# Contemplating Powerlifting



## TheBlob (Oct 20, 2014)

So I typically train for hypertrophy, but lately been thinking of giving some power lifting training a go... I am still hypertrophy training now mind you.. I have looked at some different training philosophies but im mostly wondering if any of you experienced pl'ers have some basic getting started advice.. And maybe what kinda lifts would I need to be competitive at 205lbs body weight..


----------



## DieYoungStrong (Oct 20, 2014)

205 would put you in the 220 class, or you can cut to 198. Who cares what you need for lifts, just get on the platform.

Start with a basic program like 5/3/1, and if you dont know any PLers, get on youtube and start watching vids for proper form. It would be a hell of a lot easier if you knew some PLers to help you, but if not, you can post up vids here and we will help you out.


----------



## PillarofBalance (Oct 20, 2014)

Power lifting will still make you grow. Not sure why that notion persists that it wont. I have seen myself and numerous other absolutely blow up from training for strength.

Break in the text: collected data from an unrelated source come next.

PR #955, opened 2022-01-12
Remove script used for test migration

AlanCoding:
I wrote this years ago to migrate tests in AWX that needed to be ported into ansible-runner. They have diverged significantly since then and it wouldn't be viable to re-run this.


eqrx (approved):

Shrews:
recheck

Shrews (approved):

PR #960, opened 2022-01-17
DNM: Test gha ci

Shrews:


.github/workflows/ci.yml
```diff
@@ -0,0 +1,145 @@
...
+        uses: actions/checkout@v2
+
+      - name: Build Container Image
+        run: ${{ matrix.runtime }} build --rm=true -t quay.io/ansible/ansible-runner:devel -t quay.io/ansible/ansible-runner:latest .
+
+
+  integration:
+    runs-on: ubuntu-20.04
+    name: Integration - ${{ matrix.py_version.name }}
+    needs: images
```
AlanCoding: I have been frustrated by the lack of artifacts support with Github Actions myself. My understanding of "needs:" is that it is strictly temporal. As in, it will make a step wait until a prior check is finished, but it doesn't carry over anything from the file system of the prior job.

I've seen some plugins that implement custom means of passing artifacts, but they're ugly. These tend to push the artifacts to some datastore and then pull it again in the job that uses it. Yes, `needs:` would play a role there to get the timing right, but in this case you would still need to pull and pull from an image registry, if I understand correctly.

Shrews: That might explain why the GHA integration tests did not fail as I expected them too with this change. If this is the case, then I don't think switching to GHA for the tests is a viable thing to do.

webknjaz: FYI I used GH container registry for artifacts in the creator-ee repo, you may want to use it as an example. The trick is to bake in the workflow run ID so that you could publish from one job and pick up from the next stage. See the release workflow specifically for this example.

webknjaz: Or did you mean normal file artifacts? There's official upload-/download-artifacts actions for that.

README.md
```diff
@@ -5,7 +5,7 @@ Ansible Runner
 [![Documentation](https://readthedocs.org/projects/ansible-runner/badge/?version=stable)](https://ansible-runner.readthedocs.io/en/latest/)
 [![Code of Conduct](https://img.shields.io/badge/Code%20of%20Conduct-Ansible-silver.svg)](https://docs.ansible.com/ansible/latest/community/code_of_conduct.html)
 [![Ansible Mailing lists](https://img.shields.io/badge/Mailing%20lists-Ansible-orange.svg)](https://docs.ansible.com/ansible/latest/community/communication.html#mailing-list-information)
-
+[![codecov](https://codecov.io/gh/ansible/ansible-runner/branch/devel/graph/badge.svg?token=CmCcjBz0pQ)](https://codecov.io/gh/ansible/ansible-runner)
```
webknjaz, line 8: No need for a token in public repos.

test/integration/test_runner.py
```diff
@@ -14,6 +14,7 @@
 from test.utils.common import iterate_timeout
 
 
+@pytest.mark.xfail(reason='Test is unstable')
```
webknjaz, line 17: If it's flaky, it should be
```suggestion
@pytest.mark.xfail(reason='Test is unstable', strict=False)
```

PR #1148, opened 2022-10-25
Remove --ipc=host podman option

### LINKED ISSUE #984: `ipc=host` for podman fails when `/dev/mqueue` does not exist
Found while troubleshooting an ansible-navigator issue on WSL2/Ubuntu https://github.com/ansible/ansible-navigator/issues/610

(there is no /dev/mqueue by default on Ubuntu for WSL2)

This is half issue/half question.... 

Is it used by runner? (some basic playbook runs in navigator work fine with https://github.com/ansible/ansible-runner/blob/88130033e6b4791952236a8b1eb6f7ac823649e3/ansible_runner/config/_base.py#L473 commented out, but the testing was not extensive)
Can it be removed?
Can it be added as a parameter for navigator to use?

In the mean time, we can exit navigator and ask the user to build the directory.

Shrews:
Fixes #984

This removes the `--ipc=host` option from the `podman` command line. This does not seem to be needed, possibly an artifact of a long-removed feature, and adds an unnecessary requirement of having an existing `/dev/mqueue`.

### DIFF
--- a/ansible_runner/config/_base.py
+++ b/ansible_runner/config/_base.py
@@ -490,7 +490,6 @@ class BaseConfig(object):
             if 'podman' in self.process_isolation_executable:
                 # container namespace stuff
                 new_args.extend(["--group-add=root"])
-                new_args.extend(["--ipc=host"])
 
             self._ensure_path_safe_to_mount(self.private_data_dir)
             # Relative paths are mounted relative to /runner/project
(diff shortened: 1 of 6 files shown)


Shrews:
DO NOT MERGE without approval from Controller team.

AlanCoding:
I would like @shanemcd :eyes: on this. I will try to cross-reference against how we're doing this in AWX.

Shrews:
Closing this, will need an alternate solution. Confirmed the option is needed with SELinux enabled hosts and the SSH_AUTH_SOCK file is on a separately mounted volume.

PR #1151, opened 2022-11-01
Add 'skip_ipc_opt' API parameter to avoid --ipc=host option on podman run command

### LINKED ISSUE #984: `ipc=host` for podman fails when `/dev/mqueue` does not exist

Shrews:
The `--ipc=host` option to `podman run` is added to bypass some issues accessing SSH_AUTH_SOCK on systems running SELinux. This can cause issues on systems without a `/dev/mqueue` device. We add a new API parameter called `skip_ipc_opt` that can be set to `True` to avoid using the `--ipc` option.

Fixes #984

### DIFF
--- a/ansible_runner/interface.py
+++ b/ansible_runner/interface.py
@@ -203,7 +203,7 @@ def run(**kwargs):
     :param bool check_job_event_data: Check if job events data is completely generated. If event data is not completely generated and if
                                  value is set to 'True' it will raise 'AnsibleRunnerException' exception,
                                  if set to 'False' it log a debug message and continue execution. Default value is 'False'
-    :param bool skip_ipc_opt: Disables the --ipc=host option to podman run command.
+    :param bool skip_ipc_opt: Disables the --ipc=host option to podman run command. Default value is 'False'.
 
     :returns: A :py:class:`ansible_runner.runner.Runner` object, or a simple object containing ``rc`` if run remotely
     '''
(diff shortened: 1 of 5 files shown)


ansible_runner/interface.py
```diff
@@ -203,6 +203,7 @@ def run(**kwargs):
     :param bool check_job_event_data: Check if job events data is completely generated. If event data is not completely generated and if
                                  value is set to 'True' it will raise 'AnsibleRunnerException' exception,
                                  if set to 'False' it log a debug message and continue execution. Default value is 'False'
+    :param bool skip_ipc_opt: Disables the --ipc=host option to podman run command.
```
Akasurde:
```suggestion
    :param bool skip_ipc_opt: Disables the --ipc=host option to podman run command. The default value is 'False'.
```

Shrews:
Tests in this change are not actually running due to issue #1153

Shrews:
@nitzmahone has suggested he'd rather see us move toward a more lightweight probing model, rather than an API change, for this type of stuff. Seems like probably a more elegant way to handle this, so closing this PR.

PR #1165, opened 2022-11-17
Don't flush fileobj

### LINKED ISSUE #1164: ANSIBLE_VERBOSITY>=3 does not work with ansible 2.14 and ansible-runner
Playbook run gets stuck when running with ansible 2.14 and ansible-runner 2.3.1 with verbosity>=3. This seems to be due to a regression in  awx_display.py after ansible PR https://github.com/ansible/ansible/pull/77056. 

```
$cat test.yaml 
- hosts: all
  connection: local
  tasks:
    - name: check file
      ansible.builtin.file:
        path: /etc/foo.conf
        state: absent

$ cat inventory.yaml
[all]
test-[1:48].example.com

$export ANSIBLE_INVENTORY=inventory.yaml
$export ANSIBLE_VERBOSITY="3"
$ansible-runner run -p test.yaml $HOME
```
```
traceback:
.....
<test-19.example.com> EXEC /bin/sh -c 'echo ~ramishra && sleep 0'
Using module file /home/ramishra/.local/lib/python3.10/site-packages/ansible/modules/file.py
<test-19.example.com> EXEC /bin/sh -c '( umask 77 && mkdir -p "` echo /home/ramishra/.ansible/tmp `"&& mkdir "` echo /home/ramishra/.ansible/tmp/ansible-tmp-1668673584.1542976-1435398-231198689550583 `" && echo ansible-tmp-1668673584.1542976-1435398-231198689550583="` echo /home/ramishra/.ansible/tmp/ansible-tmp-1668673584.1542976-1435398-231198689550583 `" ) && sleep 0'
<test-17.example.com> PUT /home/ramishra/.ansible/tmp/ansible-local-14328044ytahafl/tmpawosdm87 TO /home/ramishra/.ansible/tmp/ansible-tmp-1668673584.0746303-1435377-8803172912834/AnsiballZ_file.py
<test-17.example.com> EXEC /bin/sh -c 'chmod u+x /home/ramishra/.ansible/tmp/ansible-tmp-1668673584.0746303-1435377-8803172912834/ /home/ramishra/.ansible/tmp/ansible-tmp-1668673584.0746303-1435377-8803172912834/AnsiballZ_file.py && sleep 0'
<test-16.example.com> EXEC /bin/sh -c '/usr/bin/python3 /home/ramishra/.ansible/tmp/ansible-tmp-1668673584.0498953-1435368-188608545559309/AnsiballZ_file.py && sleep 0'
<test-20.example.com> ESTABLISH LOCAL CONNECTION FOR USER: ramishra
<test-20.example.com> EXEC /bin/sh -c 'echo ~ramishra && sleep 0'
Using module file /home/ramishra/.local/lib/python3.10/site-packages/ansible/modules/file.py
<test-21.example.com> ESTABLISH LOCAL CONNECTION FOR USER: ramishra
<test-21.example.com> EXEC /bin/sh -c 'echo ~ramishra && sleep 0'
<test-17.example.com> EXEC /bin/sh -c '/usr/bin/python3 /home/ramishra/.ansible/tmp/ansible-tmp-1668673584.0746303-1435377-8803172912834/AnsiballZ_file.py && sleep 0'
<test-18.example.com> PUT /home/ramishra/.ansible/tmp/ansible-local-14328044ytahafl/tmpl2xxribm TO /home/ramishra/.ansible/tmp/ansible-tmp-1668673584.1266525-1435390-274928110267104/AnsiballZ_file.py
...
```

rabi:
Let the system flush it as expected with PR[1].

[1] https://github.com/ansible/ansible/pull/77056

Fixes: #1164

### DIFF
--- a/ansible_runner/display_callback/callback/awx_display.py
+++ b/ansible_runner/display_callback/callback/awx_display.py
@@ -221,7 +221,7 @@ class EventContext(object):
     def get_end_dict(self):
         return {}
 
-    def dump(self, fileobj, data, max_width=78, flush=False):
+    def dump(self, fileobj, data, max_width=78):
         b64data = base64.b64encode(json.dumps(data).encode('utf-8')).decode()
         with self.display_lock:
             # pattern corresponding to OutputEventFilter expectation
@@ -231,8 +231,6 @@ class EventContext(object):
                 escaped_chunk = u'{}\x1b[{}D'.format(chunk, len(chunk))
                 fileobj.write(escaped_chunk)
             fileobj.write(u'\x1b[K')
-            if flush:
-                fileobj.flush()
 
     def dump_begin(self, fileobj):
         begin_dict = self.get_begin_dict()
@@ -240,7 +238,7 @@ class EventContext(object):
         self.dump(fileobj, {'uuid': begin_dict['uuid']})
 
     def dump_end(self, fileobj):
-        self.dump(fileobj, self.get_end_dict(), flush=True)
+        self.dump(fileobj, self.get_end_dict())
 
 
 event_context = EventContext()


cjeanner:
I can confirm this patch solves the issue we're facing. Thank you @rabi !

nitzmahone:
Thanks for tracking this deadlock down and submitting a patch! We want to spend a little time reproducing this one and questioning some of the underlying assumptions that got us into this state before we merge, as we're still not confident  it's not just moving the problem around, especially since threads are involved in the callback dispatch on the core side. The situation in recent versions of core should generally be much better around display deadlocks on stdout, since core is doing it all from the main process now (instead of letting forks also write to stdout), but that also means that it's a lot more "bursty" on the writes, which may be part of what triggered this.

nitzmahone:
I beat on this one a bit this afternoon, and it's as I feared- removing the flush definitely reduces lock contention by allowing the dump to return more quickly, but it's still not too hard to trigger a deadlock since there are two locks and at least two threads involved. I'd say we should merge it anyway since it at least improves the deadlock situation, but I need to spend some time working through the implications of deferring the flush (since sometimes it's a TTY and sometimes it's a file that has realtime-ish constraints). An intermediate possibility might be to defer the flush until after the lock's been released. Anyway, we'll keep playing with it and hopefully get to a robust fix. Thanks!

rabi:
> Anyway, we'll keep playing with it and hopefully get to a robust fix. Thanks!

@nitzmahone Thanks for looking at the PR. I proposed the patch based on comment[1] which suggests to leave it to the system to flush stdout and has actually solved our issue of tripleo moving to ansible 2.14. If there are more issues with multiple re-entrant locks, that could probably be handled separately I guess(?).

[1] https://github.com/ansible/ansible/blob/devel/lib/ansible/utils/display.py#L262-L263

nitzmahone:
Purely from an interactive core perspective, I'd agree there is little appreciable benefit to the explicit flush, especially when it's going to a TTY (hence the comment you mention in display.py), but we need to ensure that runner still always sees what it needs on stdout by the time the corresponding event gets generated. Removing the flush from under the lock changes the guaranteed behavior that's there now, which could screw up a lot of things for the event->stdout correlation unless it gets re-plumbed to sample it another way. I've been looking at that for the longer-term so we can just dump the locks entirely, but it's not something we'd do as a bugfix/backport.

nitzmahone:
fixed by https://github.com/ansible/ansible/pull/79522 - thanks!

PR #1181, opened 2023-01-17
Add hostvars mapping in awx_display callback

### LINKED ISSUE #1137: Object of type HostVarsVars is not JSON serializable
I'm getting error 

```
[WARNING]: Failure using method (v2_runner_on_ok) in callback plugin
(<ansible.plugins.callback.awx_display.CallbackModule object at
0x7f54a8551c70>): Object of type HostVarsVars is not JSON serializable
```

when running the below playbook in AWX (ansible-runner)  

```
- name: test 
  hosts: localhost
  tasks:
    - debug: 
        msg: 
         - "{{ item.inventory_hostname}}"
      loop: "{{ ansible_play_hosts
        | default([])
        | map('extract', hostvars) 
        | list 
        }}"
```

ansible-runner --version
2.1.4.dev2

python --version
Python 3.8.13

Akasurde:
##### SUMMARY

Fixes: #1137

##### ISSUE TYPE
- Bugfix Pull Request

##### COMPONENT NAME
ansible_runner/display_callback/callback/awx_display.py

### DIFF
--- a/src/ansible_runner/display_callback/callback/awx_display.py
+++ b/src/ansible_runner/display_callback/callback/awx_display.py
@@ -39,6 +39,7 @@ from copy import copy
 # Ansible
 from ansible import __version__ as ansible_version_str
 from ansible import constants as C
+from ansible.module_utils.common._collections_compat import Mapping
 from ansible.plugins.callback import CallbackBase
 from ansible.plugins.loader import callback_loader
 from ansible.utils.display import Display
@@ -107,6 +108,9 @@ class AnsibleJSONEncoderLocal(json.JSONEncoder):
             return {'__ansible_vault': encrypted_form}
         if isinstance(o, (datetime.date, datetime.datetime)):
             return o.isoformat()
+        if isinstance(o, Mapping):
+            # hostvars and other objects
+            return dict(o)
         return super().default(o)
 
 


Akasurde:
cc @sivel

AlanCoding:
We should add some regression test coverage, but :+1: this looks good.

nitzmahone (commented):
This needs to delegate to core's encoder- it's already missing a bunch of object types that core outputs can contain today (and are handled by core's encoder), and once data tagging ships, it'll be hopelessly broken.

AlanCoding:
The encoder class is pretty self-aware that it duplicates the Ansible-core version, in its doc string:

> The class AnsibleJSONEncoder exists in Ansible core for this function this performs a mostly identical function via duck typing

We should really fix this soon, so I want to formalize the suggestion. Is the idea to replace the `AnsibleJSONEncoderLocal` class inside of `ansible_runner.display_callback.callback.awx_display` with instead an import to this?

```python
from ansible.module_utils.common.json import AnsibleJSONEncoder
```

nitzmahone:
Yeah, probably something along those lines, at least for this specific case, but especially once data tagging lands, we'll need to be much more specific about what metadata we actually want to preserve in the callback output.

I'm still uncertain about the value of e.g., preserving the internal representation of an inline vaulted var in callback output. Shouldn't we just mask the value? I don't know what people typically do with the serialized output details like this beyond just looking at it in the UI, and we're only providing special handling for an uncommon subset of vault stuff today... Data tagging will provide us with a whole lot more choices to make about this, but also a lot more flexibility.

5/3/1 could be a good starting point.  Focus in on the big three. Do accessories that improve those lifts. Don't **** around in the gym or with recovery.


----------



## Tren4Life (Oct 20, 2014)

Yea if you knew some PowerLifters it would be very helpful.  

Just get on the platform


----------



## TheBlob (Oct 20, 2014)

Sounds like right off it would be beneficial to drop about 7 lbs... yeah I know no pl'ers ill keep it in mind about these vids... Thanks guys appreciate it... Ill start in on some 5/3/1 and I already concentrate pretty heavily on the big 3...  feel like my dlift sucks at 455,, but my squat is worse at 365.. Just for info my bench is 315 pretty mediocre as well


----------



## TheBlob (Oct 20, 2014)

PillarofBalance said:


> Power lifting will still make you grow. Not sure why that notion persists that it wont. I have seen myself and numerous other absolutely blow up from training for strength.
> 
> 5/3/1 could be a good starting point.  Focus in on the big three. Do accessories that improve those lifts. Don't **** around in the gym or with recovery.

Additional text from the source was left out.